The Commission approved the first clearing requirement last November. A key milestone was reached last week with the requirement that swap dealers and the largest hedge funds clear as of March 11. The vast majority of interest rate and credit default index swaps are being brought into central clearing. Compliance will continue to be phased in throughout this year. Other financial entities begin clearing June 10. Accounts managed by third party investment managers and ERISA pension plans have until September 9. The Commission continues in the resource intensive review for determinations of other swaps that will be subject to the clearing mandate.
Full funding for the agency means that we will be best prepared to review the dramatic increase in requested registrations and to review swaps for the clearing mandate. A partial increase in funding means market participants will see a backlog in registrations, responses to their inquiries, and product review because we won’t have personnel sufficient to review their submissions in a timely and complete manner. Flat funding will mean market participants will wait even longer.

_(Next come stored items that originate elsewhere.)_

PR #4023, opened 2026-04-30
Add FIO15-J: Do not reset a servlet's output stream after committing it

samugyula:
## Summary

New detector `IllegalServletOutputOperationAfterCommit` targeting [SEI CERT FIO15-J](https://cmu-sei.github.io/secure-coding-standards/sei-cert-oracle-coding-standard-for-java/rules/input-output-fio/fio15-j/) violations: performing operations on a committed `HttpServletResponse` that are either illegal or cause silent failures

## Bug types

- `ISOOAC_ILLEGAL_SERVLET_OUTPUT_OPERATION_AFTER_COMMIT` -- reported when a method:
-- Calls a method on a committed response that modifies its status code or header
-- Resets the response or the buffer after the response is committed
-- Calls `sendError` or `sendRedirect` after calling `getWriter` or `getOutputStream`
-- Manually flushes an already flushed buffer. This is reported with low priority.

## Limitations

- Assumes one response object per method
- Does not check if a committing method call is in a loop
- Does not check if a violating method call happens on the same execution path as the committing call. To moderate the number of false positives, some cases are treated heuristically, e.g. early return after a committing call inside an `if-else` or `catch`.
- Assumes that once the writer/stream for the response is opened, it is the only such object open

## Detection approach

- Uses `BytecodeScanningDetector`
- Uses a state machine to track if the response is committed and the output builder stream/writer is accessed
- Checks if a response object implements / extends `ServletResponse` from `javax.servlet` or `jakarta.servlet`
- If a `ServletOutputStream` (or subtype) is passed to a method, it assumes it belongs to a response and tracks the behavior. If a `Writer` or `OutputStream` (or subtype) is passed, it is treated as a responses output only if a `ServletResponse` (or subtype) is also passed.
- The inline copies of `finally` handlers are skipped during the bytecode scan

## Changes
- `IllegalServletOutputOperationAfterCommit`: new detector class
- `IllegalServletOutputOperationAfterCommitTest`: new test class
- `IllegalServletOpAfterCommit`: new test cases
- `MyAuditResponse`: new auxiliary class for the test cases

## Evaluation
A run on Jenkins produces 3 false positives in two methods where there is a `sendError` or `sendRedirect` in an `if` branch and a method call modifying the header in the corresponding `else` branch.


spotbugs-tests/src/test/java/edu/umd/cs/findbugs/detect/IllegalServletOutputOperationAfterCommitTest.java
```diff
@@ -0,0 +1,33 @@
+package edu.umd.cs.findbugs.detect;
+
+import edu.umd.cs.findbugs.AbstractIntegrationTest;
+import org.junit.jupiter.api.Test;
+
+public class IllegalServletOutputOperationAfterCommitTest extends AbstractIntegrationTest {
```
JuditKnoll: Can you please remove the `public` access modifier from this class, as with Junit Jupiter it's unnecessary?

spotbugs/etc/messages.xml
```diff
@@ -9092,6 +9107,29 @@ object explicitly.</p>
       </Details>
   </BugPattern>
 
+  <BugPattern type="ISOOAC_ILLEGAL_SERVLET_OUTPUT_OPERATION_AFTER_COMMIT">
+    <ShortDescription>Method resets or reflushes servlet after commit</ShortDescription>
+    <LongDescription>The call of {2} in method {1} {3} at line {4}</LongDescription>
```
JuditKnoll: This long description doesn't describe the problem. Please make sure that it's easy to understand without the short description and the details.

spotbugs/src/main/java/edu/umd/cs/findbugs/detect/IllegalServletOutputOperationAfterCommit.java
```diff
@@ -0,0 +1,377 @@
...
+
+        boolean hasServletStream = false;
+        boolean hasGenericOut = false;
+        boolean hasResponse = false;
+
+        for (Type argType : obj.getArgumentTypes()) {
+            if (argType instanceof BasicType) {
+                continue;
+            }
+            String className = argType.toString().replace('.', '/');
```
JuditKnoll: There are util functions in `edu.umd.cs.findbugs.util.ClassName` to convert between slashed and dotted classnames. Can you please use those?

JuditKnoll: Can you please use `getClassName()` instead of `toString()` here?

spotbugs/src/main/java/edu/umd/cs/findbugs/detect/IllegalServletOutputOperationAfterCommit.java
```diff
@@ -0,0 +1,377 @@
...
+    public void visitMethod(Method obj) {
+
+        setInitialState(obj);
+
+        stateSnapshots.clear();
+        isDeadEnd = false;
+
+        inlineFinallyRanges.clear();
+
+        org.apache.bcel.classfile.Code code = obj.getCode();
```
JuditKnoll: Is there a reason why the fully qualified name of `Code` is used here instead of importing it?

spotbugs/src/main/java/edu/umd/cs/findbugs/detect/IllegalServletOutputOperationAfterCommit.java
```diff
@@ -0,0 +1,377 @@
...
+
+    @Override
+    public void visitMethod(Method obj) {
+
+        setInitialState(obj);
+
+        stateSnapshots.clear();
+        isDeadEnd = false;
+
+        inlineFinallyRanges.clear();
```
JuditKnoll: These looks like resetting the state to the initial state to me. Why aren't these inside the `setInitialState()` function, which is only used here?

spotbugs/src/main/java/edu/umd/cs/findbugs/detect/IllegalServletOutputOperationAfterCommit.java
```diff
@@ -0,0 +1,377 @@
...
+    private final List<int[]> inlineFinallyRanges = new ArrayList<>();
+
+    private Subtypes2 subtypes2 = null;
+
+    private final int STATE_UNCOMMITTED_UNACCESSED = 1;
+    private final int STATE_UNCOMMITTED_ACCESSED = 2;
+    private final int STATE_COMMITTED_UNACCESSED = 3;
+    private final int STATE_COMMITTED_ACCESSED = 4;
+
+    private int currentState = STATE_UNCOMMITTED_UNACCESSED;
```
JuditKnoll: This could be an enum.

spotbugsTestCases/src/java/servletopaftercommit/IllegalServletOpAfterCommit.java
```diff
@@ -0,0 +1,289 @@
...
+
+    // =========================================================================
+    // NEGATIVE TEST CASES (COMPLIANT - Should not report a bug)
+    // =========================================================================
+
+    /**
+     * 1. The official CERT FIO15-J Compliant example.
+     */
+    public void testCompliant(HttpServletRequest request, HttpServletResponse response)
+            throws IOException, ServletException {
```
JuditKnoll: The `ServletException` can't be thrown from this function. Can you please remove it from the throws declaration?

spotbugsTestCases/src/java/servletopaftercommit/IllegalServletOpAfterCommit.java
```diff
@@ -0,0 +1,289 @@
...
+public class IllegalServletOpAfterCommit {
+
+    // =========================================================================
+    // NEGATIVE TEST CASES (COMPLIANT - Should not report a bug)
+    // =========================================================================
+
+    /**
+     * 1. The official CERT FIO15-J Compliant example.
+     */
+    public void testCompliant(HttpServletRequest request, HttpServletResponse response)
```
JuditKnoll: The first parameter is unused here and in several other examples. Is it necessary? If not, can you please remove them?

spotbugs/src/main/java/edu/umd/cs/findbugs/detect/IllegalServletOutputOperationAfterCommit.java
```diff
@@ -0,0 +1,377 @@
...
+        boolean hasResponse = false;
+
+        for (Type argType : obj.getArgumentTypes()) {
+            if (argType instanceof BasicType) {
+                continue;
+            }
+            String className = argType.toString().replace('.', '/');
+            if (className.contains("[]")) {
+                continue;
+            }
```
JuditKnoll: This and the `if` in line 94 has the same body. Can you please combine them, so there is only one continue in this for cycle?

spotbugs/src/main/java/edu/umd/cs/findbugs/detect/IllegalServletOutputOperationAfterCommit.java
```diff
@@ -0,0 +1,377 @@
...
+            String methodName = getNameConstantOperand();
+
+            boolean isResponse = isResponseSafe(className);
+            boolean isStreamOrWriter = isOutSafe(className);
+
+            if (!isResponse && !isStreamOrWriter) {
+                return;
+            }
+
+            boolean isFlushOrClose = "flush".equals(methodName) || "close".equals(methodName);
```
JuditKnoll: Can you please check the function's signature as well?

JuditKnoll: In the `checkAndReport()` function the `flushBuffer` function is also checked. Is that not necessary to check here?

spotbugs/src/main/java/edu/umd/cs/findbugs/detect/IllegalServletOutputOperationAfterCommit.java
```diff
@@ -0,0 +1,377 @@
...
+            int priority = NORMAL_PRIORITY;
+            String msg = "";
+
+            switch (currentState) {
+            case STATE_UNCOMMITTED_ACCESSED:
+                msg = "sends error or redirects after initializing the output builder object";
+                break;
+            case STATE_COMMITTED_UNACCESSED:
+            case STATE_COMMITTED_ACCESSED:
+                if (methodName.equals("flush") || methodName.equals("flushBuffer")) {
```
JuditKnoll: Can you please check the signature of the function?

spotbugs/src/main/java/edu/umd/cs/findbugs/detect/IllegalServletOutputOperationAfterCommit.java
```diff
@@ -0,0 +1,377 @@
...
+            bugAccumulator.accumulateBug(new BugInstance(this,
+                    "ISOOAC_ILLEGAL_SERVLET_OUTPUT_OPERATION_AFTER_COMMIT", priority)
+                    .addClassAndMethod(this).addCalledMethod(getXMethodOperand())
+                    .addString(msg)
+                    .addSourceLine(this), this);
+
+        }
+    }
+
+    private boolean isValidStateChange(String methodName) {
```
JuditKnoll: The name of this function is misleading. It indicates that this function only checks and doesn't modify the state, but it changes.

spotbugs/src/main/java/edu/umd/cs/findbugs/detect/IllegalServletOutputOperationAfterCommit.java
```diff
@@ -0,0 +1,377 @@
...
+        ClassDescriptor targetClass = DescriptorFactory.createClassDescriptor(targetClassName);
+        try {
+            for (ClassDescriptor allowed : allowedTypes) {
+                if (subtypes2.isSubtype(targetClass, allowed)) {
+                    return true;
+                }
+            }
+        } catch (ClassNotFoundException e) {
+            return false;
+        }
```
JuditKnoll, line 349: Please log this exception!

spotbugs/src/main/java/edu/umd/cs/findbugs/detect/IllegalServletOutputOperationAfterCommit.java
```diff
@@ -0,0 +1,377 @@
...
+                "setContentLengthLong".equals(methodName) ||
+                "setLocale".equals(methodName);
+    }
+
+    private boolean isStreamOrWriterGetter(String methodName) {
+        return "getOutputStream".equals(methodName) ||
+                "getWriter".equals(methodName);
+    }
+
+    private boolean isErrorOrRedirect(String methodName) {
```
JuditKnoll: This function could be static.

spotbugs/src/main/java/edu/umd/cs/findbugs/detect/IllegalServletOutputOperationAfterCommit.java
```diff
@@ -0,0 +1,377 @@
...
+                "setHeader".equals(methodName) ||
+                "setIntHeader".equals(methodName) ||
+                "setStatus".equals(methodName) ||
+                "setDateHeader".equals(methodName) ||
+                "setContentLength".equals(methodName) ||
+                "setContentLengthLong".equals(methodName) ||
+                "setLocale".equals(methodName);
+    }
+
+    private boolean isStreamOrWriterGetter(String methodName) {
```
JuditKnoll: This function could be static.

spotbugs/src/main/java/edu/umd/cs/findbugs/detect/IllegalServletOutputOperationAfterCommit.java
```diff
@@ -0,0 +1,377 @@
...
+        return false;
+    }
+
+    private boolean isStrictIllegalPostCommitResponseMethod(String methodName) {
+        return isStreamOrWriterGetter(methodName) ||
+                isRelaxedIllegalPostCommitResponseMethod(methodName) ||
+                isErrorOrRedirect(methodName);
+    }
+
+    private boolean isRelaxedIllegalPostCommitResponseMethod(String methodName) {
```
JuditKnoll: This function could be static.

spotbugs/src/main/java/edu/umd/cs/findbugs/detect/IllegalServletOutputOperationAfterCommit.java
```diff
@@ -0,0 +1,377 @@
...
+                currentState = STATE_UNCOMMITTED_ACCESSED;
+            }
+            return true;
+
+        case STATE_COMMITTED_ACCESSED:
+            if (isStrictIllegalPostCommitResponseMethod(methodName)) {
+                return false;
+            } else if ("flushBuffer".equals(methodName) || "flush".equals(methodName)) {
+                return false;
+            }
```
JuditKnoll: Can you please combine these two `if`s, which have the same body?

spotbugs/src/main/java/edu/umd/cs/findbugs/detect/IllegalServletOutputOperationAfterCommit.java
```diff
@@ -0,0 +1,377 @@
...
+    private final ClassDescriptor javaxResponse = DescriptorFactory.createClassDescriptor("javax/servlet/ServletResponse");
+    private final ClassDescriptor jakartaResponse = DescriptorFactory.createClassDescriptor("jakarta/servlet/ServletResponse");
+    private final ClassDescriptor javaOutputStream = DescriptorFactory.createClassDescriptor("java/io/OutputStream");
+    private final ClassDescriptor javaWriter = DescriptorFactory.createClassDescriptor("java/io/Writer");
+    ClassDescriptor servletOutJavax = DescriptorFactory.createClassDescriptor("javax/servlet/ServletOutputStream");
+    ClassDescriptor servletOutJakarta = DescriptorFactory.createClassDescriptor("jakarta/servlet/ServletOutputStream");
+
+    private final Map<String, Boolean> responseTypeCache = new HashMap<>();
+    private final Map<String, Boolean> servletStreamTypeCache = new HashMap<>();
+    private final Map<String, Boolean> genericOutTypeCache = new HashMap<>();
```
JuditKnoll, line 62: As far as I can see these 3 cache maps are only used once when filled with `computeIfAbsent`, but the content is never queried. Are these fields necessary?

spotbugs/src/main/java/edu/umd/cs/findbugs/detect/IllegalServletOutputOperationAfterCommit.java
```diff
@@ -0,0 +1,377 @@
...
+        if ("java/io/OutputStream".equals(className) ||
+                "java/io/Writer".equals(className) ||
+                "java/io/PrintWriter".equals(className)) {
+            return true;
+        }
+        return genericOutTypeCache.computeIfAbsent(className,
+                k -> isSubtypeSafe(k, javaOutputStream, javaWriter));
+    }
+
+    private boolean isOutSafe(String className) {
```
JuditKnoll: Can you please rename this function as it doesn't describe well what it does?
Or since it's only used once, and it's a one-liner, it could be even deleted.

JuditKnoll (changes requested):

spotbugs/src/main/java/edu/umd/cs/findbugs/detect/IllegalServletOutputOperationAfterCommit.java
```diff
@@ -0,0 +1,377 @@
...
+        }
+
+        if (isIf(seen) || isSwitch(seen) || seen == Const.GOTO || seen == Const.GOTO_W) {
+            int target = getBranchTarget();
+            if (target > getPC()) {
+                stateSnapshots.put(target, currentState);
+            }
+        }
+
+        isDeadEnd = isReturn(seen);
```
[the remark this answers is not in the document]
samugyula: Done

spotbugs/etc/messages.xml
```diff
@@ -9092,6 +9107,29 @@ object explicitly.</p>
       </Details>
   </BugPattern>
 
+  <BugPattern type="ISOOAC_ILLEGAL_SERVLET_OUTPUT_OPERATION_AFTER_COMMIT">
+    <ShortDescription>Method resets or reflushes servlet after commit</ShortDescription>
```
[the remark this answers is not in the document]
samugyula: Done

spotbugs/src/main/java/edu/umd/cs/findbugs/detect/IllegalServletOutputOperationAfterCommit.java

There will be significant backlogs for participants seeking to register with the CFTC, as well as for review of swaps for mandatory clearing.
Examinations
Another critical mission for FY 2014 will be more regular and more in-depth examinations of the major market participants the CFTC oversees. Examinations are the CFTC’s tool to check for compliance with laws that protect the public and to ensure the protection of customer funds. The President’s request would provide $44.3 million and 185 FTEs for examinations, an increase of $25.6 million and 104 FTEs. The CFTC would more than double our current allocation for this mission because the number of entities we examine is expected to more than double.
This is an area where the agency has fallen short of our goals in performance reviews. The CFTC directly reviews clearinghouses and trading platforms and will review SDRs. But while the agency reviews them directly, we don’t have the resources to have full-time staff on site, unlike other regulatory agencies that do have on-the-ground staff at the significant firms they oversee. The CFTC also doesn’t do annual reviews. Clearinghouses, for instance, currently are examined on a three-year cycle. For intermediaries such as futures commission merchants (FCMs) and swap dealers, the CFTC relies on what are known as self-regulatory organizations (SROs) to be the primary examiners. Given our lack of resources, we’re only able to double check the SROs’ work on a limited number of FCMs each year, and the agency can spend little time onsite at the firms.
On top of the current lack of staff for examinations, our responsibilities in 2014 will expand to include reviews of many new market participants. For instance, there are currently 117 FCMs, 75 swap dealers and two major swap participants have provisionally registered, and more are expected to do so as the year progresses. More frequent and in-depth examinations are necessary to assure the public that firms have adequate capital, as well as systems and procedures in place to protect customer money. Reviews are critical to ensuring the financial soundness of clearinghouses, and ensuring transparency and competition in the trading markets.
Fully funding the increase for examinations means the Commission can move toward annual reviews of all significant clearinghouses and trading platforms and adequate reviews of other market participants. A partial increase for examinations means cutting back our monitoring plans for new market participants and more in-depth risk reviews. Flat funding means we will continue lacking the ability to assure the public that the CFTC’s registrants are financially sound and in compliance with regulatory protections.
Surveillance and Data
Effective market surveillance is dependent on the CFTC’s ability to acquire and analyze extremely large volumes of data to identify trends and events that warrant further investigation. For FY 2014, the President’s request would support $61.7 million and 174 FTEs for surveillance, data acquisition, and analytics, an increase of $18.3 million and 53 FTEs. Of the $61.7 million request, 55 percent would be directed toward IT.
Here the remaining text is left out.